Few months ago it was at Dougs for a good setup and apparently he said it was a superior one from the pair and one of the better sounding in general.

Currently fitted with Bare Knuckle CS/HD but will put in a Rebel Yell brushed nickel covered set, to see how it sounds with them too. 
Sorry for shitty pics, I'm stuck with my shitty lens, the other photo gear is at my parents house atm, so will make some better pics next week.

Thanks for looking!


----------



## Dust_to_Dust (Jan 10, 2015)

Nice one!


----------



## 7 Strings of Hate (Jan 10, 2015)

Screw the black machine. But that parker!


----------



## Triple7 (Jan 10, 2015)

Congrats on the B2. Love the PRS as well!


----------



## Jlang (Jan 10, 2015)

That blue PRS. HNNNNNNNNNNNNNNG.

Oh yeah, nice b2


----------



## ikarus (Jan 10, 2015)

HNGD!


----------



## HRC51 (Jan 10, 2015)

Congratulations

Yeah, love my B2. Blackmachine with the Rhodes is such an amazing tone!

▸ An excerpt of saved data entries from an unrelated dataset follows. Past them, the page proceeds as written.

PR #1716, opened 2026-01-06
fix: normalize species config keys for case-insensitive matching (#1701)

### LINKED ISSUE #1701: Species Configuration Inconsistency: Include/Exclude vs Custom Config
## Issue Type

- [x] Bug report

## Summary

BirdNET-Go has three ways to configure species behavior (include list, exclude list, and custom config with thresholds), but they use **inconsistent matching logic**. This causes silent failures where users configure thresholds that never get applied because the matching rules are different.

## The Three Configuration Sections

```yaml
realtime:
  species:
    include:          # Always include these species (bypass range filter)
      - "American Robin"
    exclude:          # Always exclude these species
      - "House Sparrow"
    config:           # Custom thresholds and actions per species
      "american robin":
        threshold: 0.75
        interval: 30
```

### Include/Exclude Lists (Case-Insensitive, Flexible)

**Code Location:** `internal/birdnet/range_filter.go:197-200`

```go
func matchesSpecies(label, speciesName string) bool {
    scientificName, commonName, _ := observation.ParseSpeciesString(label)
    return strings.EqualFold(scientificName, speciesName) || 
           strings.EqualFold(commonName, speciesName)
}
```

**Matching Logic:**
- ✅ **Case-insensitive** (`strings.EqualFold`)
- ✅ **Common names** work: `"American Robin"`
- ✅ **Scientific names** work: `"Turdus migratorius"`
- ✅ **Any capitalization** works: `"american robin"`, `"AMERICAN ROBIN"`

**Examples that work:**
```yaml
include:
  - "American Robin"      # ✅ Works
  - "american robin"      # ✅ Works
  - "AMERICAN ROBIN"      # ✅ Works
  - "Turdus migratorius"  # ✅ Works (scientific name)
  - "turdus migratorius"  # ✅ Works
```

### Custom Config (Case-Sensitive, Common Name Only)

**Code Location:** `internal/analysis/processor/processor.go:770`

```go
func (p *Processor) getBaseConfidenceThreshold(speciesLowercase string) float32 {
    if config, exists := p.Settings.Realtime.Species.Config[speciesLowercase]; exists {
        return float32(config.Threshold)
    }
    return float32(p.Settings.BirdNET.Threshold)
}
```

**Matching Logic:**
- ❌ **Case-sensitive** (direct Go map key lookup)
- ✅ **Common names** work (when exact lowercase)
- ❌ **Scientific names** don't work
- ❌ **Only exact lowercase** works

**What works and doesn't work:**
```yaml
config:
  "american robin":       # ✅ Works (lowercase common name)
    threshold: 0.75
  "American Robin":       # ❌ Fails silently (capitalized)
    threshold: 0.75
  "AMERICAN ROBIN":       # ❌ Fails silently (uppercase)
    threshold: 0.75
  "Turdus migratorius":   # ❌ Fails silently (scientific name)
    threshold: 0.75
  "turdus migratorius":   # ❌ Fails silently (scientific lowercase)
    threshold: 0.75
```

### Inconsistency Table

| Feature | Include/Exclude Lists | Custom Config (Thresholds) |
|---------|----------------------|---------------------------|
| **Case sensitivity** | ❌ Case-INSENSITIVE | ✅ Case-SENSITIVE |
| **Common names** | ✅ Works (any case) | ✅ Works (lowercase only) |
| **Scientific names** | ✅ Works (any case) | ❌ Doesn't work |
| **Capitalization** | ✅ Any capitalization | ❌ Must be exact lowercase |

### User Experience Issues

1. **Silent Failures**: Users configure thresholds with capitalized names (matching the UI autocomplete), but they never get applied. No error is shown.

2. **Documentation Gap**: The [Wiki documentation](https://github.com/tphakala/birdnet-go/wiki/BirdNET%E2%80%90Go-Guide#stage-2-confidence-threshold) shows examples but never explicitly states:
   - ⚠️ You MUST use lowercase common names in `config`
   - ⚠️ Scientific names do NOT work in `config`
   - ⚠️ Capitalization matters in `config` but not in `include`/`exclude`

3. **UI Misleads Users**: The admin UI species autocomplete provides capitalized common names (e.g., `"American Robin"`), which work for include/exclude but fail for custom config.

4. **Inconsistent Behavior**: Users expect uniform behavior across all three sections:
   ```yaml
   # This seems logical but doesn't work consistently:
   include:
     - "American Robin"    # ✅ Works
   exclude:
     - "House Sparrow"     # ✅ Works
   config:
     "American Robin":     # ❌ Doesn't work!
       threshold: 0.75
   ```

### Example Scenario

A user wants to:
1. Always include "American Robin" (bypass range filter)
2. Set a lower threshold of 0.65 for "American Robin"

They configure:
```yaml
realtime:
  species:
    include:
      - "American Robin"  # ✅ Works - species is included
    config:
      "American Robin":   # ❌ Fails silently - threshold NOT applied
        threshold: 0.65
```

**Result:** The species is included (because `include` works), but the global threshold is used instead of 0.65 (because `config` lookup fails). No error is logged at INFO level.

### Why It's Confusing

- The admin UI provides "American Robin" as an autocomplete option
- `include` accepts "American Robin" 
- `exclude` accepts "American Robin"
- But `config["American Robin"]` silently fails
- Users must discover through experimentation that they need `"american robin"` (lowercase)

## Current Workaround

Users must manually lowercase all species names in the `config` section:

```yaml
config:
  "american robin":      # Must be lowercase
    threshold: 0.75
  "european blackbird":  # Must be lowercase
    threshold: 0.70
```

But they can use natural capitalization in `include`/`exclude`:
```yaml
include:
  - "American Robin"     # Can be any case
  - "European Blackbird" # Can be any case
```

## Proposed Solution

Make custom config matching **consistent** with include/exclude:

1. **Case-insensitive matching** (use `strings.EqualFold` like include/exclude)
2. **Support both common and scientific names** (like include/exclude)
3. **Preserve display capitalization** for UI (store original, lookup normalized)

### Implementation Approach

**Option A: Normalize keys on config load**
```go
// When loading YAML config, normalize all config keys
for key, value := range rawSpeciesConfig {
    normalizedKey := strings.ToLower(key)
    settings.Realtime.Species.Config[normalizedKey] = value
}
```

**Pros:**
- Simple one-line fix
- Backward compatible (lowercase keys still work)
- Users can write configs in any case
- Normalization happens once (no performance impact)

**Cons:**
- Display shows lowercase after reload (user enters "American Robin", sees "american robin")
- New config via UI not normalized until restart

**Option B: Store display name with normalized lookup**
```go
type SpeciesConfig struct {
    DisplayName string  // "American Robin" - for UI
    Threshold   float64
    Interval    int
    Actions     []SpeciesAction
}

// Map uses lowercase keys for lookup
config["american robin"] = SpeciesConfig{
    DisplayName: "American Robin",
    Threshold: 0.75,
}
```

We can add a second (fallback) O(1) lookup on scientific name for consistency with include/exclude list handling.
Additionally, we need to perform normalization when a new config setting is created via API write (otherwise it wouldn't be normalized until restart).

**Pros:**
- Case-insensitive lookup
- Preserves display capitalization
- Best user experience
- Backward compatible (old configs work, new field ignored by old code)

**Cons:**
- More complex implementation (requires struct field addition)
- Slightly larger config files (one additional field per species)

**Option C: Match both common and scientific names (like include/exclude)**

Reuse the existing `matchesSpecies` logic for config lookups:
```go
func (p *Processor) getBaseConfidenceThreshold(speciesLowercase string) float32 {
    for configKey, config := range p.Settings.Realtime.Species.Config {
        if matchesSpecies(speciesLowercase, configKey) {
            return float32(config.Threshold)
        }
    }
    return float32(p.Settings.BirdNET.Threshold)
}
```

**Pros:**
- Consistent with include/exclude behavior
- Supports both common and scientific names

**Cons:**
- O(n) lookup instead of O(1) map lookup
- Performance impact on every detection

tphakala:
## Summary
- Add `NormalizeSpeciesConfigKeys()` function to convert species config map keys to lowercase
- Apply normalization on config load and after API settings updates
- Ensures users can enter species names in any case (e.g., "American Robin", "AMERICAN ROBIN") and they resolve correctly

## Problem
Species include/exclude lists use case-insensitive matching via `matchesSpecies()`, but the species config map uses direct case-sensitive lookup. This causes silent failures when users configure thresholds with capitalized names like "American Robin" - the config is stored but never matched during detection lookup.

Fixes #1701

## Implementation
- **New file**: `internal/conf/species_config.go` - contains `NormalizeSpeciesConfigKeys()` with two-pass algorithm ensuring mixed-case keys (from updates) overwrite lowercase keys (from existing config)
- **Config load**: Normalize after `viper.Unmarshal()` in `Load()`
- **API update**: Normalize after `updateSettingsSectionWithTracking()` for realtime section

## Test plan
- [x] Unit tests for normalization function (empty, lowercase, mixed-case, uppercase, duplicates, nil)
- [x] Integration test simulating viper config load
- [x] API test for normalization on PATCH /api/v2/settings/realtime
- [x] All existing tests updated to use lowercase keys in assertions
- [x] Race detector: `go test -race ./internal/conf/... ./internal/api/v2/...`
- [x] Lint: `golangci-lint run -v`

## Summary by CodeRabbit

* **Bug Fixes**
  * Species configuration keys are now normalized to lowercase during config load and API updates, making lookups case-insensitive and preventing mismatches.

* **Tests**
  * Added and updated tests to verify lowercase normalization, preserve existing values, and ensure concurrency-safe test setup.

### DIFF
--- a/internal/api/v2/settings.go
+++ b/internal/api/v2/settings.go
@@ -524,12 +524,6 @@ func (c *Controller) UpdateSectionSettings(ctx echo.Context) error {
 		return c.HandleError(ctx, err, fmt.Sprintf("Failed to update %s settings", section), http.StatusBadRequest)
 	}
 
-	// Normalize species config keys to lowercase after realtime or species section updates
-	// This ensures case-insensitive matching regardless of how users enter species names
-	if (section == "realtime" || section == SettingsSectionSpecies) && settings.Realtime.Species.Config != nil {
-		settings.Realtime.Species.Config = conf.NormalizeSpeciesConfigKeys(settings.Realtime.Species.Config)
-	}
-
 	if err := c.handleSettingsChanges(&oldSettings, settings); err != nil {
 		*settings = oldSettings
 		return c.HandleError(ctx, err, "Failed to apply settings changes, rolled back to previous settings", http.StatusInternalServerError)
--- a/internal/conf/species_config_normalization_test.go
+++ b/internal/conf/species_config_normalization_test.go
@@ -151,7 +151,10 @@ realtime:
 	err = v.Unmarshal(&settings)
 	require.NoError(t, err)
 
-	// Apply normalization (this is what we're testing gets called)
+	// Apply normalization as called in Load()
+	// Note: Viper may already normalize map keys to lowercase during unmarshal,
+	// making this idempotent. We still call it to ensure consistent behavior
+	// regardless of viper's internal implementation.
 	settings.Realtime.Species.Config = NormalizeSpeciesConfigKeys(settings.Realtime.Species.Config)
 
 	// Verify keys are normalized to lowercase


tphakala:
## Code Review Feedback Addressed ✅

Fixed the issues identified by CodeRabbit and Gemini:

1. **PUT /api/v2/settings** - Added normalization after `updateAllowedSettingsWithTracking`
2. **PATCH /api/v2/settings/species** - Extended condition to include species section
3. **Pre-merge normalization** - Added `normalizeSpeciesConfigKeysInJSON()` to normalize incoming JSON keys BEFORE the deep merge. This was critical - without it, PATCH operations with mixed-case keys would lose existing config values (interval, actions) because the deep merge couldn't match keys with different casing.

Commit: ce9a09c8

If you are looking to unload one of your B2's, keep me in mind, please.


----------



## the.godfather (Jan 10, 2015)

Awesome! Nice setup too, I love my Kemper. 

That PRS still blows me away every time I see it.


----------



## pylyo (Jan 10, 2015)

HRC51 said:


> Congratulations
> 
> Yeah, love my B2. Blackmachine with the Rhodes...



Thanks all!
Rhodes is a great, tight, metal beast, with an amazing clarity... But it has a very specifing voicing and a really deep sound. Tbh I find it hard to play anything else on it than a downtuned metal stuff, which it kills.
For that it's probably one of the best out there if not the best but for most other stuff it lacks that singing midrange tone. I actually much prefer Friedman BE100.


----------



## MAJ Meadows SF (Jan 10, 2015)

Man cheer to your for being able to grab that, and possibly a second. I live the stealth look of those ebony topped BMs. Awesome stuff. Let us know how the RYs work in it, and HNGD!


----------



## blckrnblckt (Jan 10, 2015)

Looks really sexy!


----------



## TauSigmaNova (Jan 10, 2015)

Mm, beautiful guitar and nice Kemper+Rhodes. Loving that PRS like crazy too.


----------



## Steinmetzify (Jan 10, 2015)

Stealthmachine! Badass, dude. Good score and HNGD!


----------



## Hollowway (Jan 10, 2015)

Man, I don't know where the hell Ljubljana is, but I want to move there and do whatever you do for a living! That's a sweet collection of expensive gear you have there, my friend.


----------



## redlol (Jan 11, 2015)

Damn I'd have gotten a new cab before a new guitar cus your PRS and Parker are SICK! Congrats though, and play the hell out of it it looks great and has to sound insane thru that rhodes.


----------



## pylyo (Jan 11, 2015)

Haha, good eye. 
I do have a Bogner oversized 2x12 as well but it's in the other place.
This one is smaller and sounds just as good, maybe just a little bit tinier since it is smaller too. Loaded with V30.


----------



## Humbuck (Jan 11, 2015)

Amazing guitar...SO want. Sell it to me when you do!


----------



## AnP Hardcore (Jan 11, 2015)

HNGD!!!!


----------



## redlol (Jan 11, 2015)

pylyo said:


> Haha, good eye.
> I do have a Bogner oversized 2x12 as well but it's in the other place.
> This one is smaller and sounds just as good, maybe just a little bit tinier since it is smaller too. Loaded with V30.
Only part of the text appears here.